Stored items =>
....
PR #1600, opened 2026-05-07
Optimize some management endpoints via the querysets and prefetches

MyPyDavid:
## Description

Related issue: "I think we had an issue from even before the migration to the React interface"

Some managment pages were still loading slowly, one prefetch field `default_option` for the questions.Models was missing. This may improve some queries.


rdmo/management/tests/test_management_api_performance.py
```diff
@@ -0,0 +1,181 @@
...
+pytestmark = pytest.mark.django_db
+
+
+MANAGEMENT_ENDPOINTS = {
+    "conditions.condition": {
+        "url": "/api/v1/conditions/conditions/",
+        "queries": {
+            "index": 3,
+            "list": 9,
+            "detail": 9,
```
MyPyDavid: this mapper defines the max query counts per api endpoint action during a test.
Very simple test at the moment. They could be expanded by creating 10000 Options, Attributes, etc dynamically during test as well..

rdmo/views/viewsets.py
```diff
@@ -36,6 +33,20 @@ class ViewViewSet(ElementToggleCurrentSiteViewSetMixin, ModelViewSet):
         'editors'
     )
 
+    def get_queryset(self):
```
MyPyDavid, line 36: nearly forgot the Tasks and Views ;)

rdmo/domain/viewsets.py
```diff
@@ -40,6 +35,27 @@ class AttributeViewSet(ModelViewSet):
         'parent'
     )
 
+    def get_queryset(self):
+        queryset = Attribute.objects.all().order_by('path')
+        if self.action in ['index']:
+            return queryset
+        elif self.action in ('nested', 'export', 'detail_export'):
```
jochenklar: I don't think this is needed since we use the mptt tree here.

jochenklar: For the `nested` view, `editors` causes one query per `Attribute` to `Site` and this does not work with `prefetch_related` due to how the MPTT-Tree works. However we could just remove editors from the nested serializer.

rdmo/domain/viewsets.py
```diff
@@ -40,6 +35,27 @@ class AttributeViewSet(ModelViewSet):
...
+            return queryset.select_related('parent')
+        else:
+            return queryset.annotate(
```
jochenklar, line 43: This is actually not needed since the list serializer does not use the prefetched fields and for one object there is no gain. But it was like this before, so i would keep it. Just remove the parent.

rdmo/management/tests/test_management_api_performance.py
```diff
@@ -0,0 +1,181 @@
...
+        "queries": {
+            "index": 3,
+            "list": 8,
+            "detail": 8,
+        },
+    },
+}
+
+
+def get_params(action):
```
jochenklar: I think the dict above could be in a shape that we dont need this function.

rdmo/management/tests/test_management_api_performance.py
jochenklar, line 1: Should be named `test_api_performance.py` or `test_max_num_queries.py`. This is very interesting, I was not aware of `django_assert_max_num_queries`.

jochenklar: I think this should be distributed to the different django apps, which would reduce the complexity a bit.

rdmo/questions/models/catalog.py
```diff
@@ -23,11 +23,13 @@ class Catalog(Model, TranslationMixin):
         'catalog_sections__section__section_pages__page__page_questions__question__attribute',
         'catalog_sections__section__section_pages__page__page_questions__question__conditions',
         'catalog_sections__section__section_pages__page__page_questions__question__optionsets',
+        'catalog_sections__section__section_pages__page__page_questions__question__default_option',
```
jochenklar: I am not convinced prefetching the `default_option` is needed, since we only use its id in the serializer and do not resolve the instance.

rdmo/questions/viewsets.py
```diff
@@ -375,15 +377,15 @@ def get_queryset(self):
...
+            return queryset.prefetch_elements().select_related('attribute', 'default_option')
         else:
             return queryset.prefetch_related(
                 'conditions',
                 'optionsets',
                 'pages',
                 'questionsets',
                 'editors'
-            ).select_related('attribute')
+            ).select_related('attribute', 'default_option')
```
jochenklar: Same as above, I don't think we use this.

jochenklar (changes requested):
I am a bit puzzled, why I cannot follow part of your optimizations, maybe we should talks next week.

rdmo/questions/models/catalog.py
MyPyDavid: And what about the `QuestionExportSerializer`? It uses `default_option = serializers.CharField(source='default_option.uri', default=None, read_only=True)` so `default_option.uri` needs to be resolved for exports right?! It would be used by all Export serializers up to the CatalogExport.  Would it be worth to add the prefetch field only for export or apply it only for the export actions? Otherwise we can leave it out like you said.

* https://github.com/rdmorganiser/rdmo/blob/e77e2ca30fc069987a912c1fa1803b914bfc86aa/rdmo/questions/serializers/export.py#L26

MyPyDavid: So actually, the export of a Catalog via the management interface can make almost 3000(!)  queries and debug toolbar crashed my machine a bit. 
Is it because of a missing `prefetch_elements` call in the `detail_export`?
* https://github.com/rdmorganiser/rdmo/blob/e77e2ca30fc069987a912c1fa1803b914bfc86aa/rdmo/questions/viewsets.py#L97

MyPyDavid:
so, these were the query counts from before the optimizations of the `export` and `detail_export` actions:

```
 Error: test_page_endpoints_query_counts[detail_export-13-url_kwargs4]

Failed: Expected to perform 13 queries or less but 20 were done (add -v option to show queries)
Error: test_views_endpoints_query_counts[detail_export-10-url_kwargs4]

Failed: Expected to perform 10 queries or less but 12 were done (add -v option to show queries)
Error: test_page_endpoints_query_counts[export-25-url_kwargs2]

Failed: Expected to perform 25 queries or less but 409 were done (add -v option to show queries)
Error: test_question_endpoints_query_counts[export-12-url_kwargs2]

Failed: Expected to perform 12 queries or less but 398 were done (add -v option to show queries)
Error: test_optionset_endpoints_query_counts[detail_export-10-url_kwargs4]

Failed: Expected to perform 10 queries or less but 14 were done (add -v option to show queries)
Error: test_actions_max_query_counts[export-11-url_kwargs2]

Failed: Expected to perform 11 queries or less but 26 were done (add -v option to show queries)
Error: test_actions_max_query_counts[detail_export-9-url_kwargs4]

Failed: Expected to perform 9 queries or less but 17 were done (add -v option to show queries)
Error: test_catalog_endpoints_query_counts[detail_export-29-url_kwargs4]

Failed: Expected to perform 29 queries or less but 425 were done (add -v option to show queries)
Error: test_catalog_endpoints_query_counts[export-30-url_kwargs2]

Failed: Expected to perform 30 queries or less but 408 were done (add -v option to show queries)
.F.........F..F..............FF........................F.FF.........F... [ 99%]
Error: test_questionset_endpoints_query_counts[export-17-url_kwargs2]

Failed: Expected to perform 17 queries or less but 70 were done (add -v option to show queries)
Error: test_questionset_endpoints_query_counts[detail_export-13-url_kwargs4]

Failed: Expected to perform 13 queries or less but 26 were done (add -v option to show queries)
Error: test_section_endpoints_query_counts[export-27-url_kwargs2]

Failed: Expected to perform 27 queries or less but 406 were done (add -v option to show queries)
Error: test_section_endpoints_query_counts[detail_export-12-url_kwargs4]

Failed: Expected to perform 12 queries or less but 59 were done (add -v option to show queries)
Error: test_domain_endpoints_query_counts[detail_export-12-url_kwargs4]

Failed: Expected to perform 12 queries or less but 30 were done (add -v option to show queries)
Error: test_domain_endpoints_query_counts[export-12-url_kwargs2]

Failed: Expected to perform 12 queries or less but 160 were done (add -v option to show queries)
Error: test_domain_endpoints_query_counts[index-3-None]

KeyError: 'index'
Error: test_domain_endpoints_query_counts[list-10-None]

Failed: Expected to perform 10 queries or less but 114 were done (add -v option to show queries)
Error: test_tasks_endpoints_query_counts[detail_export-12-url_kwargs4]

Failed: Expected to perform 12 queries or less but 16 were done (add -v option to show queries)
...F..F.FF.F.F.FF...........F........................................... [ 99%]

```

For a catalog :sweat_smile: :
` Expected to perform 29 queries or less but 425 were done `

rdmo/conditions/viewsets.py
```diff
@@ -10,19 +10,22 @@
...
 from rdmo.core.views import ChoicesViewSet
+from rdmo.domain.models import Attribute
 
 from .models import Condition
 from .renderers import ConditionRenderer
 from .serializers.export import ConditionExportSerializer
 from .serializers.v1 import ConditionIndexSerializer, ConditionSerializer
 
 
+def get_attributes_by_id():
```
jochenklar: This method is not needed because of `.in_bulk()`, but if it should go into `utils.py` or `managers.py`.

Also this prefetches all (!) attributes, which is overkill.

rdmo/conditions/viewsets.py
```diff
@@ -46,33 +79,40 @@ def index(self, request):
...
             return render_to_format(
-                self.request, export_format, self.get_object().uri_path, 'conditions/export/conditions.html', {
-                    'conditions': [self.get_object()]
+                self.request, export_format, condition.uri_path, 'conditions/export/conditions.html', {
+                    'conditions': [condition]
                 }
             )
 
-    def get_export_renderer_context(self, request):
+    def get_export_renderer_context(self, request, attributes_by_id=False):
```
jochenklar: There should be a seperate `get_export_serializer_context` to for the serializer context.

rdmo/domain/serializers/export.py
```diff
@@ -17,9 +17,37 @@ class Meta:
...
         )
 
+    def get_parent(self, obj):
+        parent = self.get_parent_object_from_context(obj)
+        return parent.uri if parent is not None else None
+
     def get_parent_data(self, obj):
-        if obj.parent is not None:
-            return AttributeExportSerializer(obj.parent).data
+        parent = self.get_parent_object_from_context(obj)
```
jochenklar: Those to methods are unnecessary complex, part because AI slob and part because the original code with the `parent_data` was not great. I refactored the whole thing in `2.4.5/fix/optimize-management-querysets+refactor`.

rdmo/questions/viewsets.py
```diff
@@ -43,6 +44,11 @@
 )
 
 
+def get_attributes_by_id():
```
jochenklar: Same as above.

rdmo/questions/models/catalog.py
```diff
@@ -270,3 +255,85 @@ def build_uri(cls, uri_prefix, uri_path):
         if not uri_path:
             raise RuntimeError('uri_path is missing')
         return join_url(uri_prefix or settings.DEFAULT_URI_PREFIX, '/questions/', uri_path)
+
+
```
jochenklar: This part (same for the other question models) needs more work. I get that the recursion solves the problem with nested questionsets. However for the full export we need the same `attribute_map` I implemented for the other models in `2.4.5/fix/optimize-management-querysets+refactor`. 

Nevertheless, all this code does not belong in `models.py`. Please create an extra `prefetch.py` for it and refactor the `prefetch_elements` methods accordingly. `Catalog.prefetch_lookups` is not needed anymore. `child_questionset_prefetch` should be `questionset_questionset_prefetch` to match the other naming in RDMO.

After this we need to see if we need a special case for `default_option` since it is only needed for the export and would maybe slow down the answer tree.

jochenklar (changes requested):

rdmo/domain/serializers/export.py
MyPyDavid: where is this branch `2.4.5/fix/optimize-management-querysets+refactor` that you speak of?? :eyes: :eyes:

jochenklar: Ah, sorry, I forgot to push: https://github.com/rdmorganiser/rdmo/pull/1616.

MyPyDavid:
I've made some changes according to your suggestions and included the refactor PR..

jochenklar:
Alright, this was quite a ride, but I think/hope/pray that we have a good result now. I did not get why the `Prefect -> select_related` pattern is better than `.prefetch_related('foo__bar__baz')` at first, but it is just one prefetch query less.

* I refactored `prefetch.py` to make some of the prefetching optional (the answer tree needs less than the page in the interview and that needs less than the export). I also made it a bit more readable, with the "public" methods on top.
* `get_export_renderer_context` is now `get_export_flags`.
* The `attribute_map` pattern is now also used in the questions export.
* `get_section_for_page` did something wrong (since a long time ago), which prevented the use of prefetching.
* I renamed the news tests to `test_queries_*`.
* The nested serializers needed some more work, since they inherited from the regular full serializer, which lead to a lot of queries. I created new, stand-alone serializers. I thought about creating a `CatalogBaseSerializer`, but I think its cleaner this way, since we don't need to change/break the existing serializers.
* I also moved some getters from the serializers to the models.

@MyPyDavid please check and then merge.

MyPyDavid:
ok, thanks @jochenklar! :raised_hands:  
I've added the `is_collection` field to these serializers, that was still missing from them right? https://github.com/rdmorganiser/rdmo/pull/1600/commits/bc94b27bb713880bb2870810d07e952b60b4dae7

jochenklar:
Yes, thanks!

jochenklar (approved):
....
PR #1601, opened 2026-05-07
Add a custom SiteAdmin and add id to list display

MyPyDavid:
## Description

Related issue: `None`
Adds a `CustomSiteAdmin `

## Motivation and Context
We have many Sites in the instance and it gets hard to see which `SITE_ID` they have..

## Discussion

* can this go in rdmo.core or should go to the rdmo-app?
....
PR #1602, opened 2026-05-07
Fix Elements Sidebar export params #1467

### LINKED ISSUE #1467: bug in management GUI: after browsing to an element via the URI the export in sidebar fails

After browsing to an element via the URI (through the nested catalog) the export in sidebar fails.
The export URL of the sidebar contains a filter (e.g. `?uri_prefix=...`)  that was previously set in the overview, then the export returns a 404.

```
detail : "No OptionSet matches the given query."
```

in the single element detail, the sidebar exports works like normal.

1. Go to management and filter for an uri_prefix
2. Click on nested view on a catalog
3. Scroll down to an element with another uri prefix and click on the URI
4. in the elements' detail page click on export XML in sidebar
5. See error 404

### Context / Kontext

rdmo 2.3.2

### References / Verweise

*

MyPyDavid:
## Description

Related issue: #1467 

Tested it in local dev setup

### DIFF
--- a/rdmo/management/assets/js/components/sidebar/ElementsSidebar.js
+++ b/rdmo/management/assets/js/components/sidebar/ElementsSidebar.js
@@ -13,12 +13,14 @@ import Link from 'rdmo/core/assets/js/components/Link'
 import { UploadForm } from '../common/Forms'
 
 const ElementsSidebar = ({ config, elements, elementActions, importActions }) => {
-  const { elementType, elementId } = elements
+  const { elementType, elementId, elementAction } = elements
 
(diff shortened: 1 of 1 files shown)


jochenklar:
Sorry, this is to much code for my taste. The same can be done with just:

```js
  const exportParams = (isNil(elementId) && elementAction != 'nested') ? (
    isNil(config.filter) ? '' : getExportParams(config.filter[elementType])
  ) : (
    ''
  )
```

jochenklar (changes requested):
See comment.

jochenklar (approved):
....
ACTIVITY => Each line in the records that carries "fails" must be copied out.

EXPECTED ANSWER =>
### LINKED ISSUE #1467: bug in management GUI: after browsing to an element via the URI the export in sidebar fails
After browsing to an element via the URI (through the nested catalog) the export in sidebar fails.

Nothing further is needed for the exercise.